Work instructions — For every line in the records below that holds "Fixes", make a copy.
Start of Block
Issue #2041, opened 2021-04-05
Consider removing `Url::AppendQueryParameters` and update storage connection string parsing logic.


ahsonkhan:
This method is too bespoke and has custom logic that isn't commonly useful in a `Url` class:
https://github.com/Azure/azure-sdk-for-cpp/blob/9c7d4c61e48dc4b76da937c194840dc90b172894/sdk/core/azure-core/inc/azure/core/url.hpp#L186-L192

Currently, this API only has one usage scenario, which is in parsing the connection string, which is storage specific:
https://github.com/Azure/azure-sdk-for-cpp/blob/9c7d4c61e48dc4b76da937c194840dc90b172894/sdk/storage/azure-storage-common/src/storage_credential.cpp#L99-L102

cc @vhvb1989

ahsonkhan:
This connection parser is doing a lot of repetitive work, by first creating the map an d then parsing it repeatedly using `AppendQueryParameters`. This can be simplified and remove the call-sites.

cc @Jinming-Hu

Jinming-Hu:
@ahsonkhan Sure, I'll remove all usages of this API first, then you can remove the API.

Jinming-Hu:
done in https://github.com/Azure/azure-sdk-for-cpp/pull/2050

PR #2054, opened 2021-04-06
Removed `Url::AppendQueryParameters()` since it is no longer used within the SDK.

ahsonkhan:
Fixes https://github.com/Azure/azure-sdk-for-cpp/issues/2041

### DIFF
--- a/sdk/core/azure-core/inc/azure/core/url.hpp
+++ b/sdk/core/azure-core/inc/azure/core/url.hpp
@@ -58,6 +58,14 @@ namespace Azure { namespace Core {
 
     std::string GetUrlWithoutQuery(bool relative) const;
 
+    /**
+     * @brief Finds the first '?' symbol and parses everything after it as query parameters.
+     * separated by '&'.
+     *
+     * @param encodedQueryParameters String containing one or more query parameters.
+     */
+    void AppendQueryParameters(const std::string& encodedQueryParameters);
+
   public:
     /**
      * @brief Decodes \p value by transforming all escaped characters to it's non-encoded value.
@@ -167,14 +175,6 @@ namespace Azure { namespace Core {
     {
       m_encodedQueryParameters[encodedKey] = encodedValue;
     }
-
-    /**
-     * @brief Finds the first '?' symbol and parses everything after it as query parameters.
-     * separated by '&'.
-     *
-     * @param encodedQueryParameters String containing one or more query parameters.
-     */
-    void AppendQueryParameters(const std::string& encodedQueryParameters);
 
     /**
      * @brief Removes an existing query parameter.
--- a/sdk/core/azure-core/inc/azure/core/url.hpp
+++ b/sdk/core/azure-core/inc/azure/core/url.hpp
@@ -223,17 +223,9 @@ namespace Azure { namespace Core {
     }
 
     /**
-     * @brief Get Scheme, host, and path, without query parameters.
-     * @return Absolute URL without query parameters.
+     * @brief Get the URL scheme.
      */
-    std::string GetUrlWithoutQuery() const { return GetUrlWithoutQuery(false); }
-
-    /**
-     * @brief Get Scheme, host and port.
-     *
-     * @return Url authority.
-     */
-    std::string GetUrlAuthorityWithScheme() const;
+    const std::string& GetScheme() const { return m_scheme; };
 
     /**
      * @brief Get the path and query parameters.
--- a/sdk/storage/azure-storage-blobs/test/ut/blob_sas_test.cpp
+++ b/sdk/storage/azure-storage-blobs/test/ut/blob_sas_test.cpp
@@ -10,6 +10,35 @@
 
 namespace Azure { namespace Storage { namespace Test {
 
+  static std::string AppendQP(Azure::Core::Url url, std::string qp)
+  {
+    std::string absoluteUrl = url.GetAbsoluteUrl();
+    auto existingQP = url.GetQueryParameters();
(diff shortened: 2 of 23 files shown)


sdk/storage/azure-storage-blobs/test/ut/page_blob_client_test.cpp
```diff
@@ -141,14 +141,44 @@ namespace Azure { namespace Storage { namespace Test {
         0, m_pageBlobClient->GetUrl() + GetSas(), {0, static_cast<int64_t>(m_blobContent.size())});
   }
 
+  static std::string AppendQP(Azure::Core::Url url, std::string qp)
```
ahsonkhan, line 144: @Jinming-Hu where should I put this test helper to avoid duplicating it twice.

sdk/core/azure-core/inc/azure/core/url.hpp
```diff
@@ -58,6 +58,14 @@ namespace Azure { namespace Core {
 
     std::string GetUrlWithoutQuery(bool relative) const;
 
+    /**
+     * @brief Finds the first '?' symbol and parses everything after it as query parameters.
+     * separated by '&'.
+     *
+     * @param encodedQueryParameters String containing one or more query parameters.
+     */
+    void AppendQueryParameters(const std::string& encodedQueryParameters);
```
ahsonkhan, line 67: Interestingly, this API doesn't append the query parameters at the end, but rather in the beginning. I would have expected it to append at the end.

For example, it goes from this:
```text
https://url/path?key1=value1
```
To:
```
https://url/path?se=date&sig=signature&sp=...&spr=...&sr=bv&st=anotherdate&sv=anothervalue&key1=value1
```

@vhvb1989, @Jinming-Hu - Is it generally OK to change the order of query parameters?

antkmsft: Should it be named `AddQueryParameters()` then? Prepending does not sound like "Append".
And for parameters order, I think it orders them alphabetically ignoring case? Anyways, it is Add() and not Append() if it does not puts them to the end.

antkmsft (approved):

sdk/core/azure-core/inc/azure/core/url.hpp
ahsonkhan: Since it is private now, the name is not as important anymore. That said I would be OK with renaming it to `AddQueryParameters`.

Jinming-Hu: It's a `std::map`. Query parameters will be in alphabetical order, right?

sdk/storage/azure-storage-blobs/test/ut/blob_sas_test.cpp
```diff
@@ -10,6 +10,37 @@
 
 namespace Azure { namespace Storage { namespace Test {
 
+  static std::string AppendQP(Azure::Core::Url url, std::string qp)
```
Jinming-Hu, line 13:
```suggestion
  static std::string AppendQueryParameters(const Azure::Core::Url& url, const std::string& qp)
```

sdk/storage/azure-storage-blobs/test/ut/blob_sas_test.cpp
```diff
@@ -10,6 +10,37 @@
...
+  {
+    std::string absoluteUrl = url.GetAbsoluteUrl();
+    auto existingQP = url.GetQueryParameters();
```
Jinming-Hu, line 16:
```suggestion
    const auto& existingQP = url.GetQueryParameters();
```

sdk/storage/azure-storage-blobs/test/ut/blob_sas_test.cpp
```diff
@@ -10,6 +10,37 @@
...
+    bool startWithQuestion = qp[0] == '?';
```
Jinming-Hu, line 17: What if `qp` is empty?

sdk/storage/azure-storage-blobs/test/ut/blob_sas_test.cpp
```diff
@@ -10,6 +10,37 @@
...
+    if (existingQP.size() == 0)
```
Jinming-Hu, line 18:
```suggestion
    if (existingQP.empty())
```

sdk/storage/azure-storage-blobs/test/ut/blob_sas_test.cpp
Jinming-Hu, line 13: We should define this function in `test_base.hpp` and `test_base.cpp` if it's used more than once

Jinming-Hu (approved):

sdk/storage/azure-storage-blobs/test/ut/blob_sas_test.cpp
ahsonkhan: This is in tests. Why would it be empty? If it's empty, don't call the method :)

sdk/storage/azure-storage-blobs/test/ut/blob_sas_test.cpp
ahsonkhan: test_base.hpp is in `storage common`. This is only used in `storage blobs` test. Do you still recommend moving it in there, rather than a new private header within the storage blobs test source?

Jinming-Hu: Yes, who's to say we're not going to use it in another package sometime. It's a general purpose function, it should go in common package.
End of Block
Start of Block
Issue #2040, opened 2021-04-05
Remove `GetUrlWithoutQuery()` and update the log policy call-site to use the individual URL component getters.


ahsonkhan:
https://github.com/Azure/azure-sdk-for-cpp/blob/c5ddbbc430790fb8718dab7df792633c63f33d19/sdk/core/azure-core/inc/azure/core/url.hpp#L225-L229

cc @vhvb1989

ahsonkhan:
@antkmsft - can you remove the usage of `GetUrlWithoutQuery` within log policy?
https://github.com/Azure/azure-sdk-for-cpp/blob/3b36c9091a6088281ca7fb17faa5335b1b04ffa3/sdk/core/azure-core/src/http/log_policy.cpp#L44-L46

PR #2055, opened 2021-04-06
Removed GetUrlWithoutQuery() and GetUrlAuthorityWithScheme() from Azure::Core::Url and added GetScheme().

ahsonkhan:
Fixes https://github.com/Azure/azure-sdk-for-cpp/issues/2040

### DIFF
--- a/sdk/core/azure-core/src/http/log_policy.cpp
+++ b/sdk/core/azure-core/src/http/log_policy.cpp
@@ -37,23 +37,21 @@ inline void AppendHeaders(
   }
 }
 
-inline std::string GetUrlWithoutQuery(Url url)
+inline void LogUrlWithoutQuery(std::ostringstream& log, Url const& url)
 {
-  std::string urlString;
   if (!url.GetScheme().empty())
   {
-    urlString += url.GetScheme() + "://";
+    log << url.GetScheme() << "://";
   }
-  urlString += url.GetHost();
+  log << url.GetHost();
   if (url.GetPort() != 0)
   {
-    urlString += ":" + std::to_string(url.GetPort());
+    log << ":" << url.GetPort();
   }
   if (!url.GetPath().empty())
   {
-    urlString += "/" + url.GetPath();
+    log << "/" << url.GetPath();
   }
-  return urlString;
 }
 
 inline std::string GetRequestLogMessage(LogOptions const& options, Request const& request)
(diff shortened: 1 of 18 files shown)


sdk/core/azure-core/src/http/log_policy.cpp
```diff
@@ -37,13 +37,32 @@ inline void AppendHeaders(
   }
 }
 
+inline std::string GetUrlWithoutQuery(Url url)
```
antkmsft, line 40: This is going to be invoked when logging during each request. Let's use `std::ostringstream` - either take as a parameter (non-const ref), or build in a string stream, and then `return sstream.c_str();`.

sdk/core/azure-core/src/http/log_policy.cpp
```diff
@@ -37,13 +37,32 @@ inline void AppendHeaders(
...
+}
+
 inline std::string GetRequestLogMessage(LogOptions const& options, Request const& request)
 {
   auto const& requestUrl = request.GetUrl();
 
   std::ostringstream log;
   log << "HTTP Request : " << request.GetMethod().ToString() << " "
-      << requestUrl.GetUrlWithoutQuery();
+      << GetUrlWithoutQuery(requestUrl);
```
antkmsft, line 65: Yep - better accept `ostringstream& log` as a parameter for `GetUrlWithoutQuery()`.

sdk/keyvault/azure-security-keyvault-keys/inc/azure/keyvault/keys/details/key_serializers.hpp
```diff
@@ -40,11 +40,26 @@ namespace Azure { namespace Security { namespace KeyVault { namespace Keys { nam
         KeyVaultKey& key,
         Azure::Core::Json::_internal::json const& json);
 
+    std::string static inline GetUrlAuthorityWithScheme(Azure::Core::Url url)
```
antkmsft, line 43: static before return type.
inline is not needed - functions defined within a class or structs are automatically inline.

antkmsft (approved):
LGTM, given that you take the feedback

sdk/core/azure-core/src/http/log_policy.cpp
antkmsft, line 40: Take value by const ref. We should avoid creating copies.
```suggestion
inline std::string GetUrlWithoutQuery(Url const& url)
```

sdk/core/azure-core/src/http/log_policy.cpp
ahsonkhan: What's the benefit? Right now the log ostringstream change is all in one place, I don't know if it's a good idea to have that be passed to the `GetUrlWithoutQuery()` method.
End of Block
Start of Block
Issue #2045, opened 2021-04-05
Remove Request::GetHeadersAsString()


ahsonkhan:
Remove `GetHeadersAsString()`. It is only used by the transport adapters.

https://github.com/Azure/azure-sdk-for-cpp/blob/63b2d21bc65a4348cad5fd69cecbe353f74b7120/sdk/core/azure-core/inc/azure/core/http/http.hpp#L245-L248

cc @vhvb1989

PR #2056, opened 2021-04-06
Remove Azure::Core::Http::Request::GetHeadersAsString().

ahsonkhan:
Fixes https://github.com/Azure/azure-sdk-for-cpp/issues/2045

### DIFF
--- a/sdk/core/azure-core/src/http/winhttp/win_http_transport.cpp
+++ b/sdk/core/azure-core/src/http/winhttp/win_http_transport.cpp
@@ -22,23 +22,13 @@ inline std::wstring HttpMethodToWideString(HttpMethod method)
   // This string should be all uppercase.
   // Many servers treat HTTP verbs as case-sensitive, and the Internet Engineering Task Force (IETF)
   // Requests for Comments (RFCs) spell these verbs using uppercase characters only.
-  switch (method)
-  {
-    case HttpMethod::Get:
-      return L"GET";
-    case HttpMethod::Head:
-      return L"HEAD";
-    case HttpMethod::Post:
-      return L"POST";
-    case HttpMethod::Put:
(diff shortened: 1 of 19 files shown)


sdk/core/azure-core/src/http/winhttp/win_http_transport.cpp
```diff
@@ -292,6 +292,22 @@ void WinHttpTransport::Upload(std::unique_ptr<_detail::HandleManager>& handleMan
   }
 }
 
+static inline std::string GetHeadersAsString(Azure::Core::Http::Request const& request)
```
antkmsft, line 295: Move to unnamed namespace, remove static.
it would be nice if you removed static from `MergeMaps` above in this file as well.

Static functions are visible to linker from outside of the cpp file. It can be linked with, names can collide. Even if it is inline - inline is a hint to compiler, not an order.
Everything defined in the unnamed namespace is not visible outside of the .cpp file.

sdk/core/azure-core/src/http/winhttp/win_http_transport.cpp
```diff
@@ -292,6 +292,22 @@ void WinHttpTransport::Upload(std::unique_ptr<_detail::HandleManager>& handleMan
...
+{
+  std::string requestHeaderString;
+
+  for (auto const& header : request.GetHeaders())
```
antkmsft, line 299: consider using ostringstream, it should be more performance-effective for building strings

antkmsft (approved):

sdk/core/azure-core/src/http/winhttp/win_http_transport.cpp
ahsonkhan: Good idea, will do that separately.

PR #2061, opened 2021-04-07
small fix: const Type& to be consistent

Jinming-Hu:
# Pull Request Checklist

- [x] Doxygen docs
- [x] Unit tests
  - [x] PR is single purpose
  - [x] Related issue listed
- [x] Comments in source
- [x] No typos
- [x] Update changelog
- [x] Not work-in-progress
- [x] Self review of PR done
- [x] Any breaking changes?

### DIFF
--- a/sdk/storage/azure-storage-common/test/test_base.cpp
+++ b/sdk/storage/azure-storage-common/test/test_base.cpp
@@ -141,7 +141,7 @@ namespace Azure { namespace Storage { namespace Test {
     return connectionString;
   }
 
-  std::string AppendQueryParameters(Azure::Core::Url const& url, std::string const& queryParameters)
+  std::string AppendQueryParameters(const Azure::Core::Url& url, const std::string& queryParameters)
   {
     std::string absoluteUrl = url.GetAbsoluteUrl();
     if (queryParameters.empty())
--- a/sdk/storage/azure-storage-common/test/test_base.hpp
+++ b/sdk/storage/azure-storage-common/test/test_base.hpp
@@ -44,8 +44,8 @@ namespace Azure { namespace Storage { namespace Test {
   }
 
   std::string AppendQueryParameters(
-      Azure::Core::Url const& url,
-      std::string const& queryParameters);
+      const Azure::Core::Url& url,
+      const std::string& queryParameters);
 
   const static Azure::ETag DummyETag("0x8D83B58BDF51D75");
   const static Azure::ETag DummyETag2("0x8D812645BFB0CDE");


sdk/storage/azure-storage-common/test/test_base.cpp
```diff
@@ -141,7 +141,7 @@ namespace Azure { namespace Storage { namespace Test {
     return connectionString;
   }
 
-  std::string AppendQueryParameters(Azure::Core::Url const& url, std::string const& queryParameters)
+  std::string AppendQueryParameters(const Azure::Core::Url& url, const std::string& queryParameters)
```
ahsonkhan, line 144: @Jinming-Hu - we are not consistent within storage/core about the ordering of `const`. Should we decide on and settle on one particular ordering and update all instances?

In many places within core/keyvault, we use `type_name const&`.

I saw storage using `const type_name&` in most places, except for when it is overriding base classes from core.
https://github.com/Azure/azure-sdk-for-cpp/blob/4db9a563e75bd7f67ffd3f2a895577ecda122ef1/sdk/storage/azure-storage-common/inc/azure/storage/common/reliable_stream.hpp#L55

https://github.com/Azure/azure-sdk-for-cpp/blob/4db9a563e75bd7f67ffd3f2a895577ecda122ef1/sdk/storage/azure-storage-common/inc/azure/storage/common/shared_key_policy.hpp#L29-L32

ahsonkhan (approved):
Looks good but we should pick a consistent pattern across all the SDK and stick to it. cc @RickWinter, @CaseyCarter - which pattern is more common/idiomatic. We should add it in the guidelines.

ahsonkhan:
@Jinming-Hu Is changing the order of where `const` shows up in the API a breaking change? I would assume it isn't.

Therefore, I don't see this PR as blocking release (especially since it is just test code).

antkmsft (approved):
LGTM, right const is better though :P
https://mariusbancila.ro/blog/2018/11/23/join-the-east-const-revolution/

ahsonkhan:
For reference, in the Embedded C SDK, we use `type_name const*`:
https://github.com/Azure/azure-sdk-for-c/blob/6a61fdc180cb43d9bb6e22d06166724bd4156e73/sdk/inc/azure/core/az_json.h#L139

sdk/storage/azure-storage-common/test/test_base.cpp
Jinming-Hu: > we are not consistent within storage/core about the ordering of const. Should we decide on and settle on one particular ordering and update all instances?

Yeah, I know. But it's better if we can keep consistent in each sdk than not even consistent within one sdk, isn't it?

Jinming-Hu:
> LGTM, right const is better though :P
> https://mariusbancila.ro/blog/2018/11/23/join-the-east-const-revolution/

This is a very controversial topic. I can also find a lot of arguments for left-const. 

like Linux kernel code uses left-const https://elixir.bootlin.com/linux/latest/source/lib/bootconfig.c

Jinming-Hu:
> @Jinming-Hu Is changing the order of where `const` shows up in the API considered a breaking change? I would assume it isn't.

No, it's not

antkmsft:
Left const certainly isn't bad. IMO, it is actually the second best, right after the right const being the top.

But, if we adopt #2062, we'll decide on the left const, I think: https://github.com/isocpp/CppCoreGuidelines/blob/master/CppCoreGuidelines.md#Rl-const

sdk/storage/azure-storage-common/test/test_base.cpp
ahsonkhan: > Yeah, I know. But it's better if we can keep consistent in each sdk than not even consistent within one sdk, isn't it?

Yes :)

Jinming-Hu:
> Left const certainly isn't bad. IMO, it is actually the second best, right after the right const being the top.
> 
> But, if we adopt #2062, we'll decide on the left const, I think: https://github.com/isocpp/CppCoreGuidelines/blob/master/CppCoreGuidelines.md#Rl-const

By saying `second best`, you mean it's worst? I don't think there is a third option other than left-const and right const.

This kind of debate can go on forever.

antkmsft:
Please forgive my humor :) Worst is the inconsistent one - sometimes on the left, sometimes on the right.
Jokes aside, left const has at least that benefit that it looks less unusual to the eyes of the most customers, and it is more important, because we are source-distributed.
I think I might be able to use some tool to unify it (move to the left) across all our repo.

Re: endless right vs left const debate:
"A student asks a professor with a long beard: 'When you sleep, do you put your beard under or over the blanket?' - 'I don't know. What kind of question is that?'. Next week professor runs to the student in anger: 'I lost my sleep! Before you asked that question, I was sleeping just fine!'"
End of Block
Reply to the task —
Fixes https://github.com/Azure/azure-sdk-for-cpp/issues/2041
Fixes https://github.com/Azure/azure-sdk-for-cpp/issues/2040
Fixes https://github.com/Azure/azure-sdk-for-cpp/issues/2045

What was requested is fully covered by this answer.